Saved doesn’t do too much else, and that’s the idea, says the startup’s founder, Vito Chin:
“We try to make an app that people will continue to use on a daily basis, so usability-wise we are very different from most of the offerings out there. Instead of asking a lot of questions trying to be too smart and intrusive, we peel away all the frills and let the user get down to business happily, either enter a transaction or see how much is spent. The focus is on the efficiency of both of these actions. In that sense, Saved becomes more of a tracking and visualisation tool centred around financial transactions.”
There’s an in-app purchase if you need to input more than 100 items in a month. Then you effectively have Saved Pro.
Chin says that other in-app purchase options –- as well as extra features –- might be added after listening to feedback from users. The app launched on New Year’s Day.

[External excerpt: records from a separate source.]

PR #858, opened 2017-08-18
Android platform detection and androidhelpers module

akinwale:
* Added Android platform detection.
* Added `androidhelpers` module for determining base paths. The methods are implemented in the Android python service.


lbrynet/androidhelpers/__init__.py
```diff
@@ -0,0 +1 @@
+import paths
```
jackrobison: I don't think this is necessary

jackrobison:
One small thing, otherwise LGTM

PR #865, opened 2017-08-21
add exclude_claimtrie to wallet_balance

jackrobison:


kauffj:
Isn't the claim tree excluded by default currently? If so, is there a reason to change that behavior?

lbrynet/daemon/Daemon.py
```diff
@@ -1188,26 +1189,38 @@ def jsonrpc_commands(self):
...
             -u         :  Include unconfirmed
+            -c         :  Include claimtrie transactions
 
         Returns:
             (float) amount of lbry credits in wallet
         """
+
         if address is None:
-            return self._render_response(float(self.session.wallet.get_balance()))
+            result = float(self.session.wallet.get_balance())
```
kaykurokawa: looks like include_unconfirmed and exclude_claimtrie does nothing here

tzarebczan:
@eukreign can we close this as it will be taken into account in the new wallet?

eukreign:
Yeah, there is a new command for this and it lets you specify number of confirmations, whether to include/exclude reserved UTXOs (TX created but not in mempool yet) and any TX that are claim related:

https://github.com/lbryio/lbry/blob/lbryum-refactor/lbrynet/daemon/Daemon.py#L3185-L3186

PR #867, opened 2017-08-22
Add is_address RPC method

alexliebowitz:
Queries lbryum to ask if an address is valid. Needed for this lbry-app PR: https://github.com/lbryio/lbry-app/pull/489

### DIFF
--- a/lbrynet/daemon/Daemon.py
+++ b/lbrynet/daemon/Daemon.py
@@ -2128,6 +2128,22 @@ class Daemon(AuthJSONRPCServer):
         return d
 
     @AuthJSONRPCServer.auth_required
+    def jsonrpc_is_address(self, address):
+        """
+        Checks if the given string is a valid wallet address.
+
+        Usage:
+            is_address (<address> | --address=<address>)
+
+        Returns:
+            (bool) true, if address is valid
+        """
+
+        d = self.session.wallet.address_is_mine(address)
+        d.addCallback(lambda is_mine: self._render_response(is_mine))
+        return d
+
+    @AuthJSONRPCServer.auth_required
     def jsonrpc_wallet_is_address_mine(self, address):
         """
         Checks if an address is associated with the current wallet.
--- a/CHANGELOG.md
+++ b/CHANGELOG.md
@@ -25,7 +25,7 @@ at anytime.
   *
 
 ### Added
-  *
+  * is_address RPC method (checks if address is valid using lbryum)
   *
 
 ### Removed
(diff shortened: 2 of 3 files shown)


lbrynet/daemon/Daemon.py
```diff
@@ -2128,6 +2128,22 @@ def jsonrpc_transaction_show(self, txid):
...
+        Checks if the given string is a valid wallet address.
+
+        Usage:
+            is_address (<address> | --address=<address>)
+
+        Returns:
+            (bool) true, if address is valid
+        """
+
+        d = self.session.wallet.address_is_mine(address)
```
kaykurokawa: Don't you mean wallet.is_address() here?

kaykurokawa:
I would prefer that we implemented this on the app side, using something like bitcoinjs-lib 

https://github.com/bitcoinjs/bitcoinjs-lib/blob/master/src/address.js#L9

our address headers (variable labeled as version in the code above) are 85 or 122 in decimal

kaykurokawa:
another library option here https://github.com/cryptocoinjs/coinstring

lyoshenka:
Agreed with Kay. There's no reason to query the daemon for this.

lbrynet/daemon/Daemon.py
alexliebowitz: Duh, thanks. I started by copy and pasting the code from jsonrpc_address_is_mine since it's almost the exactly the same thing, but I didn't notice that I failed to change that part because all of the test addresses that I used happened to be my own.

alexliebowitz:
Alright. Yeah, I was right on the border on this one. I feel like the big idea of lbrynet is that it's effectively a library that gives you just about everything you need to build a LBRY app (even things you could theoretically build yourself). On the other hand, this is so trivial that it seems overkill to have to query the demon just to validate an address.

alexliebowitz:
Alright. Yeah, I was right on the border on this one. I feel like the big idea of lbrynet is that it's effectively a library that gives you just about everything you need to build a LBRY app (even things you could theoretically build yourself). On the other hand, this is so trivial that it seems overkill to have to query the demon just to validate an address.

kauffj:
After discussing with @alexliebowitz it does sound like it's potentially non-trivial for every use-case to re-validate? If so, I'm inclined to agree that every application utilizing LBRY ought to not have to re-implement this.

Saved is made by the eight-man team at app developers Lentor. They’re all based in Kuala Lumpur, though Chin is drawn to the Lion City, Singapore, and works remotely from there.
Counting up rival apps
As most smartphone users will realise, there are a ton of personal finance and budgeting apps out there, inspired by the success of Mint. To add to the confusion, these apps don’t all cover the same areas of personal finance. Some of these finance apps only work in certain countries; some connect to your bank account to automate the process much more; some connect to your social networks.
Just in Asia, we’ve seen home finance and budgeting apps like Zaim, Japan’s Moneytree, Korea’s M-Story, and the good-looking DailyCost from China.
Saved is most like DailyCost in terms of its features –- they both don’t connect with social networks (which is a good thing in my book), but neither connect to your bank or credit cards, so you’re a bit in the dark about how your spending weighs up against your monthly income. Plus, both share an appealing, elegant UI as well.